Immunotherapy with TRICOM Modified Dendritic Cells
Lyerly, Herbert Kim   
Duke University, Durham, NC, United States

Antigen specific T cell activation and proliferation are essential for significant cellular immune responses. Antigen-presenting cells (APCs) such as dendritic cells (DCs) activate T cells through a multi-signal mechanism. The first signal is antigen specific and causes T cells to enter the cell cycle. Other signals include costimulatory molecules that interact with ligands on the T-cell surface and leads to T-cell cytokine production and their proliferation. Mature DCs express several costimulatory molecules and are believed to be the most potent APCs. Clinical trials with mature DCs have demonstrated the induction of antigen specific T cell responses. A significant problem with DC based vaccines is determining the optimal method to uniformly mature the DC. A meritorious solution would be to genetically engineer DC to express the appropriate costimulatory molecules at high levels. Therefore, recombinant poxvirus vectors (replication-defective avipox [fowlpox; rF] have been engineered to express a TRIad of CO stimulatory Molecules (B7-1, intercellular adhesion molecule-1, and leukocyte function-associated antigen-3; designated TRICOM).

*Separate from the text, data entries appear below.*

PR #710, opened 2018-12-21
possible oversight in recent renaming

wlammen:


wlammen:
Travis complains, because my renaming violates the 'New usage is discouraged' constraint. I don't know what to do about it.

PR #711, opened 2018-12-22
Iset iota

jkingdon:
Add "Definite description binder (inverted iota)" section to iset.mm.

The intuitionizing needed is about typical. The biggest one is adding the `E! x ph` condition to `iotaex`. But given how intuitionistic logic works, I'd be a bit surprised if there were a way to "bundle" the `E! x ph` and `-. E! x ph` cases, as set.mm does here.

### DIFF
--- a/iset.mm
+++ b/iset.mm
@@ -41685,8 +41685,7 @@ $)
        Sometimes proofs need to expand an iota-based definition.  That is,
        given "X = the x for which ... x ... x ..." holds, the proof needs to
        get to "...  X ...  X ...".  A general strategy to do this is to use
-       ~ riotacl2 (or ~ iotacl for unbounded iota), as demonstrated in the
-       proof of ~ supub .  This can be easier than applying ~ riotasbc or a
+       ~ iotacl (for unbounded iota).  This can be easier than applying a
        version that applies an explicit substitution, because substituting an
        iota into its own property always has a bound variable clash which must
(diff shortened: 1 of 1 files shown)


digama0:
There is something nontrivial you can prove about iota that doesn't require the uniqueness assumption: If `A. x ( ph -> x C_ A )`, then `( iota x ph ) C_ A`. So an iota over a collection of things regarded as sets (not atoms) actually makes sense and is something like the union of all the satisfying instances.

jkingdon:
Hmm, not sure I follow "union of all the satisfying instances" given the definition of iota as `U. { y | { x | ph } = { y } }` . Nor did I see a quick proof for `( A. x ( ph -> x C_ A ) -> ( iota x ph ) C_ A )` . Unless someone else wants to follow up on this, it sounds like a matter to come back to if/when it seems like it might help with intuitionizing the many uses of `iotaex`.

digama0:
Well it's not quite the union of all the satisfying instances, but it is (literally) the union of a subset of all satisfying instances. The proof is only slightly roundabout: just use sspwuni on the goal, so you have to prove `{ x | ph } = { y } -> y C_ A`, and this follows from `y = U. { y } = U. { x | ph }` and `U. { x | ph } C_ A`, which again boils down to sspwuni + the assumption.

jkingdon:
OK, submitted at #715 .

PR #712, opened 2018-12-22
Theorems about Matrices and Determinants

avekens:
First steps towards proving Cramer's rule.

Remarks:
- The theorems are based on the definitions and theorems in Stefan O'Rear's Mathbox (so my Mathbox is strongly depending on Stefan's in this part).
- I surrounded Stefan's Mathbox with Begin/End-Tags (to use it in my Mathbox)
- I moved 2 theorems from TA's and 2 theorems from my mathbox to main set.mm


savask:
I want to make a small nitpick - the correct term is "symmetric group", not "symmetry group" (at least in this case). Other than that - awesome work!

avekens:
> 
> 
> I want to make a small nitpick - the correct term is "symmetric group", not "symmetry group" (at least in this case). Other than that - awesome work!

done - thanks!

The ability of dendritic cells to activate both naive and effector T cells in vitro and in vivo can be enhanced with the use of this poxvirus vector due to the hyperexpression of this triad of costimulatory molecules. In preclinical studies, murine DC infected with these vectors had an enhanced capacity to stimulate T-cell responses in allospecific mixed lymphocyte cultures, and to stimulate antigen specific CD8(+) T cells. The TRICOM vector worked most efficiently when used to infect murine DC ex vivo with DC, then administered as a cellular immunotherapy. To extend these promising observations to human studies, we have demonstrated that fowlpox engineered to express B7- 1, ICAM-1 and LFA-3 and the tumor antigen carcinoembryonic antigen (CEA) can infect human DC, express these molecules and stimulate CEA specific T cells in vitro. Therefore, we propose a phase I clinical trial to explore the safety, feasibility, and clinical and immunologic activity of this potent, novel and broadly applicable form of active immunotherapy- rF-CEA(6D)/TRICOM modified DC. We hypothesize that the use of DC engineered to hyperexpress costimulatory molecules will be a safe method to induce tumor antigen specific T cell responses in cancer patients, and these T cell responses will have clinical anti- tumor effects.